When the material ends, stop; until then, set down every line exactly.

==== Recorded data ====

PR #708, opened 2024-12-19
Document third-party file-type detectors

Borewit:
Adds the following to README:
- Refer to `@file-type/xml` for XML based formats
- Use `@file-type/xml` to demonstrate adding a custom detector

PR #724, opened 2025-01-26
Add support for SVG

Shashee99:
This PR adds support for detecting the SVG file format. Below are the details:

- **File format**: SVG (Scalable Vector Graphics)
- **MIME type**: `image/svg+xml`
- **Detection confidence**: `detectConfident()` — SVG files are identified with high certainty based on their distinct structure and signature.

### Changes made:
1. **Fixture file**: Added `fixture.svg` to the `fixtures` directory.
2. **Supported file types**: 
   - Added `.svg` extension to the `extensions` array in `supported.js`.
   - Added MIME type `image/svg+xml` to the `types` array in `supported.js`.
3. **Detection logic**: Added the logic for detecting SVG files in the `core.js` file.
4. **Confidence category**: Since the structure of SVG files is unique and easy to detect, this detection is classified under `detectConfident()`.
5. **Documentation**:
   - Updated the "Supported file types" section of the README to include SVG in alphabetical order.
   - Added `.svg` extension to the `keywords` array in the `package.json`.

### References:
- **File format specification**: [SVG - W3C](https://www.w3.org/TR/SVG2/)


sindresorhus:
From the top of the readme:

> This package is for detecting binary-based file formats, not text-based formats like .txt, .csv, .svg, etc.

There are also many things wrong with this pull request, and I also suspect it's AI generated based on the pull request description.

Shashee99:
Thank you for your feedback! I understand now that this package is focused on detecting binary-based file formats. However, I added support for SVG because it is a common and well-defined format, and it includes a structured text format that is easy to detect programmatically (via its unique XML-based signature). While SVG is technically text-based, it’s used widely in many image processing workflows, which is why I thought it could be a useful addition.

Borewit:
I wrote a file-type plugin for XML file types, which does detect SVG as well: [@file-type/xml](https://github.com/Borewit/file-type-xml), which would be nice to mention somewhere in the README, as proposed in PR #708.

====

## Problem solution
PR #708, opened 2024-12-19
Document third-party file-type detectors

Borewit:
Adds the following to README:
- Refer to `@file-type/xml` for XML based formats
- Use `@file-type/xml` to demonstrate adding a custom detector

PR #724, opened 2025-01-26
Add support for SVG

Shashee99:
This PR adds support for detecting the SVG file format. Below are the details:

- **File format**: SVG (Scalable Vector Graphics)
- **MIME type**: `image/svg+xml`
- **Detection confidence**: `detectConfident()` — SVG files are identified with high certainty based on their distinct structure and signature.

### Changes made:
1. **Fixture file**: Added `fixture.svg` to the `fixtures` directory.
2. **Supported file types**: 
   - Added `.svg` extension to the `extensions` array in `supported.js`.
   - Added MIME type `image/svg+xml` to the `types` array in `supported.js`.
3. **Detection logic**: Added the logic for detecting SVG files in the `core.js` file.
4. **Confidence category**: Since the structure of SVG files is unique and easy to detect, this detection is classified under `detectConfident()`.
5. **Documentation**:
   - Updated the "Supported file types" section of the README to include SVG in alphabetical order.
   - Added `.svg` extension to the `keywords` array in the `package.json`.

### References:
- **File format specification**: [SVG - W3C](https://www.w3.org/TR/SVG2/)


sindresorhus:
From the top of the readme:

> This package is for detecting binary-based file formats, not text-based formats like .txt, .csv, .svg, etc.

There are also many things wrong with this pull request, and I also suspect it's AI generated based on the pull request description.

Shashee99:
Thank you for your feedback! I understand now that this package is focused on detecting binary-based file formats. However, I added support for SVG because it is a common and well-defined format, and it includes a structured text format that is easy to detect programmatically (via its unique XML-based signature). While SVG is technically text-based, it’s used widely in many image processing workflows, which is why I thought it could be a useful addition.

Borewit:
I wrote a file-type plugin for XML file types, which does detect SVG as well: [@file-type/xml](https://github.com/Borewit/file-type-xml), which would be nice to mention somewhere in the README, as proposed in PR #708.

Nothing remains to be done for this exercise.